### RECORDS FOR THIS EXERCISE
PR #547, opened 2020-05-26
Some further SBML updates

MichaelClerx:
- [x] Allow level 2 and level 3 (but warn if not latest) #543


MichaelClerx:
Closes #543

Issue #550, opened 2020-05-31
Make codecov work without a token


MichaelClerx:
See the way it's set up in PINTS

MichaelClerx:
https://docs.codecov.io/docs/frequently-asked-questions

MichaelClerx:
https://github.com/codecov/codecov-action/issues/29#issuecomment-594958141

PR #551, opened 2020-06-02
Removed codecov token

MichaelClerx:
See #550


MichaelClerx:
Works fine! So closes #550

PR #46, opened 2018-10-10
Adding new unit test for stk ngp mesh fields

jvo1012:


unit_tests/UnitTestNgpMesh1.C
```diff
@@ -67,6 +67,84 @@ TEST_F(Hex8MeshWithNSOFields, ngpMesh1)
...
+  const double flowRate = 4.0;
+
+  Kokkos::parallel_for(team_exec, KOKKOS_LAMBDA(const sierra::nalu::DeviceTeamHandleType& team)
+  {
+    const ngp::Mesh::BucketType& b = ngpMesh.get_bucket(stk::topology::ELEM_RANK, team.league_rank());
+
+    const size_t bucketLen   = b.size();
+    const size_t simdBucketLen = sierra::nalu::get_num_simd_groups(bucketLen);
+ 
+    Kokkos::parallel_for(Kokkos::TeamThreadRange(team, simdBucketLen), [&](const size_t& bktIndex)
```
sayerhs: So a question: when to use `KOKKOS_LAMBDA` (as you did for team `parallel_for`) vs. `[&](...)`?

alanw0: My understanding is that it's good to use KOKKOS_LAMBDA for the outer parallel_for. KOKKOS_LAMBDA captures using '=' which makes the captured things const. (Because things from the host can't be modified in the device kernel.) But the inner loop can use non-const capture because it's being launched from already on device. Maybe that breaks down in some cases but that's my understanding at this point.

sayerhs: @alanw0 I didn't realize there was a `const ([=])` or `non-const ([&])` implication to these two. I thought `[=]` implied a copy (pass by value?) instead of pass by reference. Did you mean the call site essentially looks like a const because it is pass by value?

alanw0: @sayerhs I think you are precisely correct. I was thinking about constness with respect to the calling scope, but to be precise the difference is pass by value vs reference.

PR #48, opened 2018-10-12
Add line of site sampling along a Spinner Lidar rosette pattern

rcknaus:
* Added an exodus output option to data probes.  It doesn't seem like it scales well with a large number of data probes from some local tests


include/wind_energy/SyntheticLidar.h
```diff
@@ -0,0 +1,95 @@
...
+};
+
+class LidarLineOfSite
+{
+public:
+  LidarLineOfSite() = default;
+  std::unique_ptr<DataProbeSpecInfo> determine_line_of_site_info(const YAML::Node& node);
+private:
+  void load(const YAML::Node& node);
+  void write_netcdf();
```
sayerhs: This method is not needed?

include/wind_energy/SyntheticLidar.h
```diff
@@ -0,0 +1,95 @@
...
+  void setup_transfer();
```
sayerhs: Transfers are handled by DataProbePostProcessing, so this is not required?

include/wind_energy/SyntheticLidar.h
```diff
@@ -0,0 +1,95 @@
...
+  PrismParameters innerPrism_;
+  PrismParameters outerPrism_;
+  double beamLength_{1.0};
+
+  std::array<double, 3> lidarCenter_{{0,0,0}};
+  std::array<double, 3> laserAxis_{{1,0,0}};
+  std::array<double, 3> groundNormal_{{0,0,1}};
+};
+
+class LidarLineOfSite
```
sayerhs: Misspelling. Did you mean "line of sight"?

src/user_functions/GaussianWakeVelocityAuxFunction.C
```diff
@@ -0,0 +1,76 @@
+/*------------------------------------------------------------------------*/
```
sayerhs: I don't see the usage of this class anywhere. Is a commit missing, or is this code no longer needed?

include/wind_energy/SyntheticLidar.h
rcknaus: No.  Both spellings are valid and the existing capability is called "line of site" in Nalu currently.

PR #51, opened 2018-10-23
Bug fix in Courant calculation.

jamelvin:
Minor bug fix in the AssembleCourant where it was intending to average over the left and right node but used the left node twice.  

It is possible this will cause a minor change in timesteps and thus results in the tests.  Should I be running it through the tests first?


jamelvin:
Hey @sayerhs, where should I run the tests with GCC?  I assume I need to use GCC 6.4 and the correct stack specified here: https://nalu-wind.readthedocs.io/en/latest/source/developer/testing.html.  My local machine times out for a lot of the tests (I only have 12 processors available)...  Should I try building this on Cori?  Or is this already setup on Peregrine?  Thanks!

PR #58, opened 2018-11-29
Updating the MPI execution configuration used during testing

jrood-nrel:
This adds an `--oversubscribe` flag to `mpiexec` when CMake sees it's on a Mac. I can't figure out a good way to know whether or not the MPI implementation isn't OpenMPI to not use the flag, which means if someone was using MPICH on a Mac, it would probably fail on the flag being injected. Not sure what else to do though since this flag is now required when testing with a new version of OpenMPI on a Mac.

Next, since Trilinos forced a minimum CMake 3.10, we can now complete the recommended MPI execution model by removing the deprecated `MPIEXEC`.

### DIFF
--- a/reg_tests/CMakeLists.txt
+++ b/reg_tests/CMakeLists.txt
@@ -51,5 +51,12 @@ execute_process(COMMAND ${CMAKE_COMMAND} -E create_symlink
                 ${CMAKE_CURRENT_SOURCE_DIR}/xml
                 ${CMAKE_CURRENT_BINARY_DIR}/xml)
 
+# Allow oversubscribing OpenMPI on a Mac during testing
+# TODO: Don't inject the oversubscribe flag if not OpenMPI, e.g. MPICH
+if(${CMAKE_SYSTEM_NAME} MATCHES "Darwin")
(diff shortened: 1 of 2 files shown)


jrood-nrel:
Actually I just realized this isn't specific to the Mac, just that our laptops tend to not have enough cores, so maybe `--oversubscribe` needs to be turned on regardless of OS.

sayerhs:
I agree with deprecating the `MPIEXEC` which we discussed in #16. However, wouldn't it be better to pass 

```
        -DMPIEXEC_PREFLAGS:STRING='"--use-hwthread-cpus --oversubscribe"' 
```

argument to CMake command line, put that in the example config scripts and update the documentation? This way, the user can choose what they want to do hyperthreading etc.

sayerhs:
I wonder if it would be better to do 

```
-DMPIEXEC_PREFLAGS="--use-hwthread-cpus;--oversubscribe"
```

jrood-nrel:
Ah, yes, that sounds like the right solution. I will update this PR with an implementation of that.

jrood-nrel:
After looking through the scripts in `build` and the documentation, it appears many things are now out-of-date, so I think that will have to be overhauled at a later date. I'm just going to start by implementing the flags during testing.

PR #59, opened 2018-11-30
Remove build directory

jrood-nrel:
This removes the `build` directory and out-of-date build scripts therein. I also moved the (probably out-of-date) Trilinos configuration to the documentation.

The documentation is due for an overhaul, but I think it's time for the `build` directory to go.


docs/source/user/build_manually.rst
```diff
@@ -274,6 +274,105 @@ Prepare:
     git clone https://github.com/trilinos/Trilinos.git
     cd $nalu_build_dir/packages/Trilinos
     mkdir build
+    cd build
+
+Now create a ``do-configTrilnos`` script with the following recommended options:
```
sayerhs: typo `trilinos` is missing the second `i`

docs/source/user/build_manually.rst
```diff
@@ -274,6 +274,105 @@ Prepare:
...
+
+.. code-block:: bash
```
sayerhs: Recommend we change this to `.. literalinclude::` and then also provide a link for the user to download the file.

docs/source/user/build_manually.rst
```diff
@@ -412,6 +496,10 @@ top of the file to the root build directory path.
 Nalu-Wind
 ~~~~~~~~~
 
+.. note::
+
+     The scripts referred to in the following section are available in the Nalu-Wind git history but have since been removed.
+
```
sayerhs: Should we add a link to [do-config-nalu-wind-peregrine.sh](https://github.com/Exawind/build-test/blob/master/configs/machines/peregrine/do-config-nalu-wind-peregrine.sh) as a template that users should use until you clean up this section of docs?

PR #61, opened 2018-12-07
Added metric tensor functionality

marchdf:
This implements the metric tensor that will be used as part of the
UT-A hybrid models. EigenDecomposition was templated. Unit tests were
added for the metric tensor. All other unit tests pass.


src/ComputeMetricTensorElemAlgorithm.C
```diff
@@ -0,0 +1,144 @@
...
+  coordinates_ = meta_data.get_field<VectorFieldType>(
+      stk::topology::NODE_RANK, realm_.get_coordinates_name());
+  Mij_ = meta_data.get_field<GenericFieldType>(stk::topology::ELEMENT_RANK,
+                                               "metric_tensor");
+}
+
+//--------------------------------------------------------------------------
+//-------- execute ---------------------------------------------------------
+//--------------------------------------------------------------------------
+void ComputeMetricTensorElemAlgorithm::execute() {
```
rcknaus: Is it necessary to do any regularization/smoothing on mij for the tensor eddy viscosity model when the mesh has poor regularity?  This would apply to gij too, I guess.

marchdf:
@sayerhs and @rcknaus , thanks for the suggestions. I incorporated them as best I could:

Changes:
- added SIMD unit test
- removed Fortran code
- added a 2D generic Mij capability
- cleaned EigenDecomposition calls
- removed otype
- cleaned left over comments

src/ComputeMetricTensorElemAlgorithm.C
marchdf: That is unclear right now and one of the things that will need investigating when we do tests in Nalu. UT-A is not reporting that this is necessary so far.

PR #63, opened 2018-12-11
ScratchViews prototype for execution on GPUs

sayerhs:
This pull request implements a unit test that demonstrates the use of `ngp::Mesh`, `ngp::Field` in constructing and executing a TestKernel with ScratchViews on GPU. It introduces a new class `ElemDataRequestsGPU` to ease the transition of host-only kernels to NGP kernels. The `*GPU` classes will be merged with the original classes `ScratchViews` and `ElemDataRequests` once the transition of the core `Kernel` classes are complete.


sayerhs:
@jrood-nrel This pull request introduces two changes to `CMakeLists.txt`, 

- Introduce a new variable `ENABLE_CUDA` to track compilation on GPU. This is necessary to turn off SIMD when building with GPUs
- We are currently using `Trilinos_CXX_FLAGS` to ensure that Kokkos introduced flags are consistently used when building Nalu for GPUs. I am not happy with that hack and will be working to have a better solution for long-term, but for now this is the best way to ensure that everything compiles properly. 

Long term solution to CUDA would be to use `project(Nalu-Wind CXX CUDA C Fortran)` or 

```
if (ENABLE_CUDA)
  enable_language(CUDA)
endif()
```

but we are not there yet.

jrood-nrel:
Would it make sense to only use `Trilinos_CXX_COMPILER_FLAGS` if we enable CUDA for now?

sayerhs:
@alanw0 I opted to not squash to preserve authorship, but I can do a "squash and merge" if you and @overfelt are OK with it.

@jrood-nrel I've introduced a check to add Trilinos CXX flags only if we are targeting GPUs

alanw0:
@sayerhs that's a good consideration but in this case I'm in favor of squashing because the individual commits probably aren't good on their own.

overfelt:
I prefer to lose authorship and have it squashed instead.   I'm going through an example right now of merging the trunk into my branch where someone had a single push with lots of commits and I have to remove all the conflicts from each commit sequentially.  Would have been easier if they had squashed first.

jro

PR #67, opened 2018-12-18
Fix unused code warnings in ScratchViewsNGP

jrood-nrel:
@sayerhs This ok? I'm just trying to narrow down some of the errors and warnings currently on the dashboard.


alanw0:
Yes that's ok, we'll get that code turned back on as soon as we get some gpu testing of master elements.

PR #71, opened 2019-01-15
Added total-num-fields to ElemDataRequestsNGP.

alanw0:
This is a small pre-requisite step towards bringing the
NGP classes ScratchViewsNGP and ElemDataRequestsGPU into
the mainstream.

Also cleaned up a minor error in KokkosInterface.h related
to 4D and 5D scratch-views. Kokkos doesn't let us use views
of that dimension, but still seemed reasonable to correct
the error in our API.


alanw0:
@sayerhs Kokkos does allow 4D and 5D views in general, but it seems to fail to compile if I try to use shared-scratch views of that dimension. I was working on a unit-test for copy-and-interleave and ran into that. I'll reconfirm and let you know exactly what it says.

PR #79, opened 2019-01-21
another step towards integrating ScratchViews and ScratchViewsNGP.

alanw0:
They now both use the new MultiDimViews class.

Next step will be to make them both have the same template parameters.

### DIFF
--- a/include/MultiDimViews.h
+++ b/include/MultiDimViews.h
@@ -20,6 +20,19 @@ struct NumNeededViews {
   unsigned num4DViews;
 };
 
+KOKKOS_FUNCTION
+inline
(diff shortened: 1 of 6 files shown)


include/MultiDimViews.h
```diff
@@ -20,6 +20,19 @@ struct NumNeededViews {
...
+size_t adjust_up_to_alignment_boundary(size_t input, size_t alignment)
+{
+  size_t remainder = input % alignment;
+  if (remainder > 0) {
+    return input + alignment - remainder;
+  }
+  return input;
+}
+
+constexpr unsigned maxViewsPerDim = 25;
```
sayerhs: Can this be made a class member in `MultiDimViews`

PR #80, opened 2019-01-22
Jroverf/gpu master element unit test

overfelt:
Initial unit test for new approach to master elements on the GPU.  There are still four hex master element functions that should be tested by UnitTestHexMasterElementsNgp.C commented out.  These should be easy since the pattern is established.  

It is going to be an effort to convert all the master elements over to this approach where all data is const data on the derived class and the Element base class has no data.


overfelt:
I notice this is a bunch of commits and I would like to compress to just one.  Working on that now...

jro

sayerhs:
@overfelt We could squash and commit the entire pull request as one commit. No need to reopen a new pull request for that.

overfelt:
The squash had a bunch of conflicts but I thought I could apply a patch and not have github know.  Instead I got a new branch with the same name....

PR #81, opened 2019-01-22
New unit test for new GPU enabled Hex8 master element.

overfelt:
This shows how to modify and use the master element
functions on a GPU. We would like to avoid use of
std::vector and virtual function calls, the master
element class needs to be changed somewhat.

### DIFF
--- a/include/AlgTraits.h
+++ b/include/AlgTraits.h
@@ -14,6 +14,9 @@
 namespace sierra {
 namespace nalu {
 
+class HexSCS;
+class HexSCV;
+
 // limited supported now (P=1 3D elements)
 struct AlgTraitsHex8 {
   static constexpr int nDim_ = 3;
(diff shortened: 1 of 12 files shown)


overfelt:
OK, I messed up the squash and ended up with a new branch of the same name.  Same changes though....

include/AlgTraits.h
```diff
@@ -22,6 +25,8 @@ struct AlgTraitsHex8 {
   static constexpr int numScvIp_ = 8;
   static constexpr int numGp_ = 8; // for FEM
   static constexpr stk::topology::topology_t topo_ = stk::topology::HEX_8;
+  using            masterElementScs_ = HexSCS;
+  using            masterElementScv_ = HexSCV;
```
sayerhs: For types we have been using a a captialized name in Nalu-Wind, should we adopt that approach here also? And should we drop the trailing underscore as this is a typedef and not a member of the struct? Would like to hear what would be the best practice for this.

overfelt:
So the suggestion is:

   using            MasterElementScs = HexSCS;
   using            MasterElementScv = HexSCV;


jro

Issue #1120, opened 2023-04-10
Issue logging with Bunyan


skhilliard:
We recently updated from version 1.8.10 to 2.5.0 and are having some issues with how logs are being handled with the Bunyan monkey  patching.  In our code, we log errors and warnings using a pattern such as this

```
                        this.log.error(
                            err,
                            `Error - url: ${req.url} userId: ${!!req.claims ? req.claims.userId : ''} userName: ${
                                !!req.claims ? req.claims.userName : ''
                            }`
                        );

                        this.log.warn(
                            err,
                            `Warning - url: ${req.url} userId: ${!!req.claims ? req.claims.userId : ''} userName: ${
                                !!req.claims ? req.claims.userName : ''
                            }`
                        );
```

With the 1.8.10 version of application insights, these would all show up in `traces` with varying severity levels with its `message` property containing a property of `err` that contains details about the error object we send in for the first parameter.  In addition, ther would be a `msg` property that contained our formatted message we use for the second parameter.  For example:

```
Error - url: /api/encounters/0/site/57d1d8185f672f881e8a3dd8/query userId: 590b6052b9c9960d98a9e3a9 userName: khilliard@tsysevolved.onmicrosoft.com
```

However, with the new 2.5.0 version, nothing shows up in `traces` anymore.  They are all in `exceptions` and we do not get the formatted string that we provide to the log.error or log.warn messages.  Losing this information in our logs is very problematic.

JacksonWeber:
@skhilliard looks to be related to #978. Would it be possible given how you want to use Bunyan to record the contextual information in a companion `log.info` call or to extend the native `Error` object to include a message field to capture that information? If that's not a viable solution, please let me know.

skhilliard:
@JacksonWeber Unfortunately, that'd mean updating hundreds (maybe thousands) of locations in the code.   I'd prefer not to go that route.

JacksonWeber:
@skhilliard I see. I'll investigate creating a customer-set flag to determine how errors are logged from bunyan.

skhilliard:
> @skhilliard I see. I'll investigate creating a customer-set flag to determine how errors are logged from bunyan.

Thanks!  Just as a reference:  https://github.com/trentm/node-bunyan#log-method-api

The way the code is currently particularly "breaks" cases like the 6th one listed.

JacksonWeber:
[...]

PR #1124, opened 2023-04-17
Include traces as well as exceptions for bunyan to avoid loss of information in messages

skhilliard:
Please note that the only "real" change is to AutoCollection/diagnostic-channel/bunyan.sub.ts.  The other changes (update to gitignore and including output files) were just convenient for us to use this fork for our code until a final solution is implemented in this code base.

For issue: https://github.com/microsoft/ApplicationInsights-node.js/issues/1120


skhilliard:
> This PR wont work for the us as it would send all errors/exceptions as traces as well effectively creating duplicate telemetry for everyone using Bunyan.

I can understand that.....as a temporary measure for us, I think we may update the code to also check the severity level rather than create duplicate entries....this is what I am considering.

```
const subscriber = (event: IStandardEvent<bunyan.IBunyanData>) => {
    let message = event.data.result as string;
    clients.forEach((client) => {
        const AIlevel = bunyanToAILevelMap[event.data.level];
        try {
            // Try to parse message as Bunyan log is JSON
            //   Only log as exception for level of Critical
            let log: any = JSON.parse(message);
            if (log.err && AIlevel === SeverityLevel.Critical) {
                let bunyanError = new Error(log.err.message);
                bunyanError.name = log.err.name;
                bunyanError.stack = log.err.stack;
                client.trackException({ exception: bunyanError });
                return;
            }
        }
        catch (err) {
            // Ignore error
        }
        client.trackTrace({ message: message, severity: AIlevel });
    });
};
```

hectorhdzg:
Config was added in 2.6.0 to address this, thank you.

PR #1125, opened 2023-04-21
Add Azure cloudRoleName and cloudRoleInstance in all telemetry

hectorhdzg:
Inlcudes Live Metrics telemetry as well, adding by default and removing explicit code to enable the feature


JacksonWeber (approved):
LGTM

PR #1146, opened 2023-05-18
[Beta] Read Resource attributes from env

hectorhdzg:
This is needed for AKS integration and new OTel Resources event


JacksonWeber (approved):
LGTM

PR #1151, opened 2023-05-23
[Beta] Add OTLP Trace and Metric Exporters

hectorhdzg:
Remove Heartbeat functionality as well as this will be replaced by OTEL resource event


JacksonWeber (approved):
LGTM

PR #1159, opened 2023-06-09
[Beta] Update default cloud role name and instance ID

hectorhdzg:
Use Azure env variables only in Agent code, use OpenTelemetry defaults


JacksonWeber (approved):
LGTM

PR #1175, opened 2023-08-02
[Shim] Add Auto-Collection Methods, TelemetryClient, and Config

JacksonWeber:
* Add auto-collection methods
* Add global applicationinsights to handle shim import compatibility
* Fix initialization of `setup()` and `start()` so customers can use `client.config` before running `start()`
* Implement `config` properties to set corresponding values on the Azure Monitor Client
* Add tests for the `client.config`


src/shim/util/connectionStringParser.ts
```diff
@@ -0,0 +1,51 @@
+import { ConnectionString, ConnectionStringKey } from "../types";
+import Constants = require("../../../src/declarations/constants");
+
+class ConnectionStringParser {
```
hectorhdzg, line 4: This class is also available in OTel Exporter, why do we want to parse the connection string multiple times?, it would be better to not support very custom scenarios where this applies

src/shim/util/configHelper.ts
```diff
@@ -0,0 +1,81 @@
+import { HttpInstrumentationConfig } from "@opentelemetry/instrumentation-http";
+import { ApplicationInsightsOptions, ExtendedMetricType } from "../../types";
+import * as http from "http";
+
+class ConfigHelper {
```
hectorhdzg, line 5: It feels you don't need a class here, everything is static and there are no attributes in it, just export the methods directly instead like we do in some other utils

src/shim/telemetryClient.ts
```diff
@@ -14,29 +14,41 @@ import { Logger } from "./logging";
...
     private _idGenerator: IdGenerator;
     public context: Context;
     public commonProperties: { [key: string]: string }; // TODO: Add setter so Resources are updated
+    public config: IConfig;
 
     /**
      * Constructs a new client of the client
      * @param setupString the Connection String or Instrumentation Key to use (read from environment variable if not specified)
      */
     constructor(input?: string | ApplicationInsightsOptions) {
```
hectorhdzg, line 47: Remove ApplicationInsightsOptions parameter from here and leave same structure as old Application Insights

src/shim/telemetryClient.ts
```diff
@@ -46,14 +58,278 @@ export class TelemetryClient {
...
+            Logger.getInstance().warn("The webInstrumentation configuration options are not supported by the shim.");
+        }
+    }
+    
+    /**
+     * Starts automatic collection of telemetry. Prior to calling start no telemetry will be collected
+     * @param input Set of options to configure the Azure Monitor Client
+     */
+    public start(input?: ApplicationInsightsOptions) {
+        if (_setupCalled) {
```
hectorhdzg, line 258: I'm confused why this flag exists, start is not a method that existed before so should be only called in shim-applicationinsights.ts

src/shim/telemetryClient.ts
```diff
@@ -436,4 +712,16 @@ export class TelemetryClient {
         const record = this._telemetryToLogRecord(telemetry, baseType, baseData);
         return record;
     }
+
+    public trackNodeHttpRequestSync(telemetry: Contracts.NodeHttpRequestTelemetry) {
```
hectorhdzg, line 645: If customer try to directly NodeClient your code will fail, these methods should be in a class called NodeClient

src/shim/telemetryClient.ts
```diff
@@ -436,4 +712,16 @@ export class TelemetryClient {
...
+        Logger.getInstance().warn("trackNodeHttpRequestSync is not implemented and is a no-op.");
+    }
+
+    public trackNodeHttpRequest(telemetry: Contracts.NodeHttpRequestTelemetry) {
+        Logger.getInstance().warn("trackNodeHttpRequest is not implemented and is a no-op.");
```
hectorhdzg, line 650: Why are these not supported? what exactly these were doing before?

src/shim/telemetryClient.ts
JacksonWeber: Made some updates to this, but the reasoning is that in the non-shim scenario we want to treat the creation of the `AzureMonitorOTelClient` as part of the constructor of the `TelemetryClient` class, but in the case of the shim we want to separate that logic out between the `setup()` and `start()` methods in the `ApplicationInsights` class. Issue here was that when I refactored, I removed the check from the constructor. Hence why the check didn't make sense. Excellent catch!

src/shim/util/connectionStringParser.ts
JacksonWeber: Given we're not supporting use cases that are this custom, I agree that this functionality seems extraneous. Removed this and the custom endpointUrl constructing.

src/shim/telemetryClient.ts
JacksonWeber: That will break some things like the functional tests and the configuration example in the distro's README. Are we planning to release the shim after some changes to the distro's user configuration?

src/shim/telemetryClient.ts
JacksonWeber: They were some helper functions that called methods (`trackRequestSync` and `trackRequest`) inside of the `AutoCollectHttpRequests` class. Given that OpenTelemetry tracks requests synchronously by default I figured it'd be less confusing to just say these methods weren't supported and have users unify on calling the single `trackRequest` method. 

I think it'd also be fair to implement them all calling the `TelemetryClient.trackRequest()` or `trackDependency` methods and just note that these will all be synchronous.

src/shim/telemetryClient.ts
```diff
@@ -307,7 +517,7 @@ export class TelemetryClient {
             contextObjects?: { [name: string]: any }
         ) => boolean
     ) {
-        throw new Error("Not implemented");
+        Logger.getInstance().warn("addTelemetryProcessor is not supported via the ApplicationInsights shim. Please upgrade to the ApplicationInsights SDK beta.");
```
hectorhdzg, line 520: Incorrect message here, AI Shim is the same as AI SDK beta right now, telemetry processor are not supported anymore

hectorhdzg (approved):
LGTM

src/shim/telemetryClient.ts
JacksonWeber: I'll update the message here to make it more explicit to users the expected alternative method to call.

PR #1185, opened 2023-08-14
Fix issue with older version of Node.js runtime

hectorhdzg:


JacksonWeber (approved):

package.json
```diff
@@ -61,8 +61,8 @@
   },
   "dependencies": {
     "@azure/core-auth": "^1.5.0",
-    "@azure/core-rest-pipeline": "1.12.0",
-    "@azure/core-util": "1.4.0",
```
JamieMagee, line 65: I don't think you need an explicit dependency on this package. It was just to pin the version used by other dependencies?

Can you try using npm overrides instead[^1]?

[^1]: https://docs.npmjs.com/cli/v8/configuring-npm/package-json#overrides

hectorhdzg: Cool, never used that one before, thanks for sharing

JamieMagee (approved):

PR #1193, opened 2023-08-22
[Shim] Add Support for Context.tags

JacksonWeber:
* Added support for context.tags via a SpanProcessor to affix the tags to all exported spans.
* Added tests for tags.
* Fix issues with `enableAutoCollectRequests` and `enableAutoCollectDependencies`


src/shared/util/attributeSpanProcessor.ts
```diff
@@ -0,0 +1,16 @@
+import { BatchSpanProcessor, Span } from "@opentelemetry/sdk-trace-base";
+import { SpanExporter } from "@opentelemetry/sdk-trace-node";
+import { context } from "@opentelemetry/api";
+
+export class AttributeSpanProcessor extends BatchSpanProcessor {
```
hectorhdzg, line 5: You should be implementing SpanProcessor from @opentelemetry/sdk-trace-base
https://github.com/Azure/azure-sdk-for-js/blob/main/sdk/monitor/monitor-opentelemetry/src/traces/spanProcessor.ts

src/shared/util/attributeLogRecordProcessor.ts
```diff
@@ -0,0 +1,14 @@
+import { BatchLogRecordProcessor, LogRecord, LogRecordExporter } from "@opentelemetry/sdk-logs";
+
+export class AttributeLogProcessor extends BatchLogRecordProcessor {
+    private _attributes: { [key: string]: string };
+    constructor(exporter: LogRecordExporter, attributes: { [key: string]: string }) {
+        super(exporter);
+        this._attributes = attributes;
+    }
+    // Override onEmit to apply log record attributes before exporting
+    onEmit(record: LogRecord) {
```
hectorhdzg, line 10: Same here, you need to implement the interface LogRecordProcessor not extending and overriding Batch one, then you need to add the LogProcessor using global LoggerProvider

hectorhdzg (approved):
LGTM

### REQUIRED WORK
Copy out only the lines running from the beginning of the data to the line with "sayerhs: So a", both ends included.

### RESULT OF THIS EXERCISE
PR #547, opened 2020-05-26
Some further SBML updates

MichaelClerx:
- [x] Allow level 2 and level 3 (but warn if not latest) #543


MichaelClerx:
Closes #543

Issue #550, opened 2020-05-31
Make codecov work without a token


MichaelClerx:
See the way it's set up in PINTS

MichaelClerx:
https://docs.codecov.io/docs/frequently-asked-questions

MichaelClerx:
https://github.com/codecov/codecov-action/issues/29#issuecomment-594958141

PR #551, opened 2020-06-02
Removed codecov token

MichaelClerx:
See #550


MichaelClerx:
Works fine! So closes #550

PR #46, opened 2018-10-10
Adding new unit test for stk ngp mesh fields

jvo1012:


unit_tests/UnitTestNgpMesh1.C
```diff
@@ -67,6 +67,84 @@ TEST_F(Hex8MeshWithNSOFields, ngpMesh1)
...
+  const double flowRate = 4.0;
+
+  Kokkos::parallel_for(team_exec, KOKKOS_LAMBDA(const sierra::nalu::DeviceTeamHandleType& team)
+  {
+    const ngp::Mesh::BucketType& b = ngpMesh.get_bucket(stk::topology::ELEM_RANK, team.league_rank());
+
+    const size_t bucketLen   = b.size();
+    const size_t simdBucketLen = sierra::nalu::get_num_simd_groups(bucketLen);
+ 
+    Kokkos::parallel_for(Kokkos::TeamThreadRange(team, simdBucketLen), [&](const size_t& bktIndex)
```
sayerhs: So a question: when to use `KOKKOS_LAMBDA` (as you did for team `parallel_for`) vs. `[&](...)`?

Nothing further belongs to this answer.